I use my computer screen to read sheet music, with the keyboard stand placed behind my computer chair, so it has to be zoomed in (Xfce's zooming in is quite handy when software can't zoom in on its own), and scrolling is needed for larger compositions, but the regular computer keyboard and mouse are out of reach. The MIDI keyboard has directional keys, messages from which come from a separate MIDI port; I haven't found readily available software (possibly LMMS plugins) helping to scroll the notes from a MIDI keyboard, but it took just a small script to achieve:

import mido
from xdo import xdo

# apt install python3-mido python3-xdo libportmidi-dev python3-rtmidi

# perhaps can be done in bash, with something like amidi + xdotool

# https://gitlab.com/dkg/python-xdo/-/blob/main/xdo/__init__.py
# https://gitlab.com/cunidev/gestures/-/wikis/xdotool-list-of-key-codes

# print(mido.get_input_names())

mapping = {
    96: 'Page_Up',
    97: 'Page_Down',
    98: 'Left',
    99: 'Right',
    100: 'space'
}

x = xdo()

with mido.open_input('Keystation 88 MK3:Keystation 88 MK3 MIDI 2 24:1') as port:
    for msg in port:
        # print(msg)
        if msg.note in mapping and msg.velocity == 127:
            x.send_keysequence_window(mapping[msg.note])

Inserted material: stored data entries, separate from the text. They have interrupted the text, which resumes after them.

PR #320, opened 2026-06-02
Websearch: Playwright → zendriver migration

e91d82c73:

---

# Websearch: Playwright → zendriver migration

Replaces Playwright with [zendriver](https://github.com/cdpdriver/zendriver) as the browser backend for `chunkhound/utils/websearch_core.py`. zendriver drives system Chrome directly over raw CDP — no Node runtime, no bundled Chromium download, no `playwright install` step. The `[browser]` extra is gone; `zendriver==0.15.3` is now a core dependency (~1MB). `_fetch_page` rebuilds Playwright's `wait_until="commit"` semantics by subscribing to `Network.responseReceived` for the main frame and branching on content-type before Chrome's PDF viewer engages or HTML rendering starts.

The PDF path now forwards Chrome's cookies to the urllib refetch so cookie-gated PDFs (signed URLs, session-protected docs) keep working, with redirects blocked on the cookie-bearing request to prevent credential leakage to a different origin. Chrome resolution probes known install paths first and version-checks the binary — zendriver 0.15.3's CDP binding requires `Response.charset`, which Chrome only emits from v124+; older Chrome silently drops every navigation event. Any verification failure (no Chrome, too old, unparseable `--version`) collapses to a warning and the urllib fallback rather than raising.

User-visible impact: rich page fetches no longer require a separate `pip install chunkhound[browser]` + `playwright install chrome` step — they work out of the box when system Chrome ≥124 is present, and degrade gracefully to urllib otherwise. The pin on `zendriver==0.15.3` is intentional and documented in `pyproject.toml`: `_fetch_page` couples to specific CDP-binding and sync-dispatch internals that need re-validation before any bump.

[AGENT_REVIEW.md](https://github.com/user-attachments/files/28500121/AGENT_REVIEW.md)


HananKavitzAmat:
**Summary**: A technically solid CDP migration with excellent async correctness, but it introduces two material problems: a Chrome path resolution bug (returns `None` on the first old-version hit instead of continuing the probe loop), and zendriver is promoted to a mandatory core dependency, dragging `mss` (a screen-capture library), `emoji`, and `grapheme` into every `pip install chunkhound` regardless of whether the user ever runs websearch.

---

**Strengths**:
1. **Async correctness is excellent.** Registering the `ResponseReceived` handler before `Network.enable`, buffering `candidates` for events that race `nav_loader_id`, and using `new_tab=True` to isolate concurrent fetches under the semaphore are all non-obvious but correct. The reasoning is clearly documented inline.
2. **Security-conscious PDF path.** Scoping cookie extraction to `response.url` (Chrome's final URL after redirects) and blocking redirects in the urllib refetch via `_NoRedirect` is the right defense against cross-origin credential leakage. The comment chain walking through both defenses is thorough.
3. **path_filter removal is a real bug fix.** A parameter that silently zeroed out results was quietly broken; asserting its absence in `test_mcp_tool_consistency.py` locks the regression out permanently.

---

**Issues**:

**Major**

`websearch_core.py:168–173` — `_resolve_chrome_path` returns `None` on the first found-but-old binary instead of `continue`-ing the probe loop:
```python
for p in _CHROME_PATHS:
    if os.path.exists(p):
        try:
            _check_chrome_version(p)
        except RuntimeError as e:
            _warn_verification_failed(e)
            return None   # ← should be `continue`
        return p
```
On a system where `/usr/bin/google-chrome` is v123 and `/usr/bin/google-chrome-stable` is v125 (a valid, if unusual, split-package scenario on Debian derivatives), resolution gives up on the first hit and falls back to urllib despite a usable binary being present two entries later. The docstring says "collapse every failure mode to `None`" but the loop exists precisely to handle multiple candidates — the `return None` defeats that. Fix: `continue`.

`pyproject.toml:588` — zendriver is a **mandatory core** dependency, but its closure pulls in `mss` (a screen-capture library), `emoji`, `grapheme`, `deprecated`/`wrapt`, and `asyncio-atexit`. None of these serve any purpose for users who only run `chunkhound index` or `chunkhound search`. Playwright was gated behind `chunkhound[browser]` for this exact reason; zendriver should similarly be an optional extra (e.g. `chunkhound[websearch]` or restore `[browser]`). The lazy function-level import is already present to avoid startup-time cost — the install-time cost is the unresolved problem.

**Minor**

`test_websearch_fetch_page.py:657,660` — `PDF_URL = "https://www.w3.org/..."` and `HTML_URL = "https://example.com/"` are live external URLs. The `slow`/`integration` marks reduce CI exposure, but the W3 PDF in particular could fail in air-gapped or rate-limited environments. `example.com` is a controlled IANA domain and is very low risk; the W3 PDF should use the local `cookie_pdf_server` fixture pattern or a self-hosted fixture serving a minimal PDF.

`test_websearch_fetch_page.py:677` — `getattr(t, "type_", None)` reads a private-style attribute of zendriver's `Target` object. This couples the test to an undocumented API that could silently change on zendriver bumps.

`websearch_core.py:243–244` — The inline security note about `extra_headers` being passed verbatim is accurate but vague about the actual threat surface. Cookie values for the `Cookie` header come from Chrome's CDP cookie store, which is populated by visited-site responses — making them attacker-influenced in practice. The note should be explicit: "Cookie values come from visited-site responses and are not sanitized beyond http.client's CRLF block."

Comment density throughout `_fetch_page` is noticeably higher than the project norm. The `connection.py:826/830` implementation references and step-by-step sequential logic narration are useful during review but become maintenance debt as zendriver evolves. Worth trimming the "what" comments after the PR lands.

---

**Reusability**: `_NoRedirect` and `_close_tab_quietly` are well-scoped utilities with no obvious duplication. `_resolve_chrome_path` could be extracted to a shared utility if Chrome is ever needed outside websearch, but there is no current use case — leave it where it is.

---

**Decision**: REQUEST CHANGES

Two blockers: the `return None` → `continue` bug in the probe loop (low effort to fix), and the mandatory-core dependency scope for zendriver (requires either reinstating an optional extra or an explicit, documented decision to accept the install-footprint cost for all users). The rest of the implementation is high quality and ready to merge once those are resolved.

HananKavitzAmat:
**Summary**: The `return None` probe-loop bug is correctly fixed, but the second stated blocker — zendriver as a mandatory core dependency — remains unresolved, dragging `mss`, `emoji`, and `grapheme` into every `pip install chunkhound`.

---

**Strengths**:
1. `_resolve_chrome_path` fix is clean: the deferred-error pattern correctly continues through all candidates with no logic duplication, and the deferred warnings are only emitted when no usable Chrome is ultimately found — a later good candidate silences earlier failures.
2. Cookie security model in the PDF path is correct and well-documented (scope to `response.url` + `follow_redirects=False`).
3. `path_filter` removal is a real bug fix with a permanent regression lock in `test_mcp_tool_consistency.py`.

---

**Issues**:

**Major**

`pyproject.toml:107` — `zendriver==0.15.3` is a mandatory core dependency, not an optional extra. Every `pip install chunkhound` installs `mss`, `emoji`, `grapheme`, `asyncio-atexit`, `deprecated`, `wrapt`. `playwright` was gated behind `[browser]` for exactly this reason; the same logic applies here. The lazy `import zendriver as zd` at the call site correctly avoids startup-time cost, but the install-time cost is the unresolved problem.

Fix: move zendriver to a `[websearch]` optional extra, or make an explicit documented decision to accept the footprint for all users and update the CHANGELOG to call it out.

**Minor**

`test_websearch_fetch_page.py:41` — `PDF_URL` is a live W3 external URL. Should use the `cookie_pdf_server` fixture pattern or a self-hosted minimal PDF so the test doesn't fail in air-gapped or rate-limited environments.

`test_websearch_fetch_page.py:_page_target_count` — `getattr(t, "type_", None)` reads a private-style zendriver attribute with no documentation. Pin with a comment referencing the zendriver API so version bumps surface the coupling.

---

**What changed since last round**:
- ✅ `return None` → `continue` bug: fixed correctly via deferred-error dict
- ✅ Multi-line warning blockquote formatting: fixed and covered by `test_multiline_warning_keeps_blockquote`
- ❌ zendriver core dependency scope: still unresolved

---

**Decision**: REQUEST CHANGES — one blocker remains (zendriver optional extra). The rest of the implementation is high quality and ready to merge once that is resolved.

e91d82c73:
We considered gating zendriver behind a [websearch] extra and decided against it. Three reasons:                                                   
                                                                                                                                                     
  1. Small footprint. The transitive adds (mss, emoji, grapheme, asyncio-atexit, deprecated, wrapt) are lightweight; net delta vs the prior          
  Playwright path (which pulled greenlet, pyee) is +4 packages. mss is loaded but never called — we don't use Zendriver's screen-capture path.       
  2. Playwright analogy doesn't hold. Playwright was gated because `playwright install` downloads multi-hundred-MB browser binaries. Zendriver drives
   system Chrome via CDP — no binary download, just a wheel.                                                                                         
  3. Default-on for the standard MCP setup, not opt-in. The `websearch` MCP tool registers when embeddings/LLM/reranker are configured               
  (`tools.py:631`) — i.e. the typical `chunkhound mcp` deployment. Chrome ≥124 users get the rich path automatically; Chrome-absent users fall back  
  to urllib via `_resolve_chrome_path` — same as today, no regression. urllib routinely hits anti-bot blocks (Cloudflare, CAPTCHA) that Zendriver    
  bypasses, so gating it would ship a degraded default for the Chrome-present majority.                                                              
                                                                                                                                                     
  The lazy `import zendriver as zd` (`websearch_core.py:572`) eliminates startup cost. Install cost is bounded; the feature works out-of-the-box for 
  Chrome-present users with a transparent fallback for the rest.

HananKavitzAmat (approved):
**Summary**: All two blockers from prior rounds are resolved — `_resolve_chrome_path` probe-loop fix is clean, and the
  zendriver core-dep decision is documented and justified; the implementation is high quality and ready to merge.

  **Strengths**:
  1. `_resolve_chrome_path` deferred-error dict pattern correctly probes all candidates before surfacing warnings — a later
  good binary silences earlier failures with no logic duplication.
  2. Async correctness in `_fetch_page` is non-obvious and right: pre-`Network.enable` handler registration, full-event
  buffering for `loader_id` matching, idempotency guard for zendriver's sync-dispatch path, and `new_tab=True` for
  3. Test suite is hermetic — all routes served by `local_fetch_page_server`, no live external URLs, cookie-forwarding test
  exercises the production urllib path directly via tail-of-log assertion.
  
  **Issues**:
  
  **Minor**
  
  `websearch_core.py:306` — `_fetch_url`'s cookie comment (`"never pass attacker-influenced values"`) contradicts the actual
  call site: Cookie values come from CDP's cookie store, which is populated by visited-site responses. The guards (http.client
  CRLF block + redirect blocker) are sound, but the comment creates a false sense of sanitization. Fix: `"Cookie values come
  from visited-site responses and are not sanitized beyond http.client's CRLF block; redirect blocking prevents cross-origin
  forwarding."`.

  `tests/integration/test_websearch_fetch_page.py:chrome_browser fixture` — Omits `--disable-dev-shm-usage` and `--disable-gpu`
   present in the production `zd.start()` call. Low risk for 1–2 fetches, but silently diverges from production arguments. Add
  a comment acknowledging the intentional omission, or mirror the flags.
  
  **Reusability**: `_NoRedirect` and `_close_tab_quietly` are appropriately scoped. `_resolve_chrome_path` is a good candidate
  for extraction if Chrome is ever needed outside websearch — no current use case, correct to leave in place. 
  
  **Decision**: APPROVE — both prior blockers resolved, implementation is high quality, minor items are non-blocking.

Fingering Scales on the Piano is a handy outline.

Sheet music

IMSLP.org is a nice source of public domain or otherwise freely available scores (including solo piano arrangements). Additionally, there are MIDI music collections around, which are lightweight, but encode melodies, which can then be viewed as scores (e.g., with MuseScore 2). Musopen also provides sheet music, as well as recordings of classical music.

Composition

Music composition seems to be rather similar to poetry, and to arts in general: a creative process, but one can reuse a musical form, learn and use a variety of approaches and tricks (by analyzing existing works, in addition to just reading about techniques), experiment and try things out.

Music appreciation seems useful to study as well; "Inside the Score" is one of the YouTube channels focusing on that.

Ryan Leach on YouTube makes nice videos explaining the composition process. David Bennett Piano brings up plenty of interesting subjects and analyzes songs.

On singing

While I don't sing, a brief look into it suggests that as with most of other skills, it's primarily about learning and practicing, exercising.

Yet even without singing, it is interesting to learn about vocal registers and related topics.

Possibly it is a wrong way to learn and practice, but I found it fun to set a tuner program on a phone (e.g., Tuner from F-Droid repositories), and try hitting notes.

Ear training

For Android, there is the Open Ear program, available from Android: seems to be a little buggy (making noises), but allows to practice recognition of scale degrees.

The musictheory.net website also provides exercises, including those for ear training. A similar one to train playing from memory is lend-me-your-ears.specr.net.

And I composed a shell script using SoX for practice of identification of scale degrees and intervals.

Motivation

Sometimes I find myself questioning the usefulness of these amateur music studies, particularly of playing instruments (while the theory and composition may conceivably be applied somehow), but it helps to view it as a recreational activity, quite similar to a game: the process itself should be enjoyable.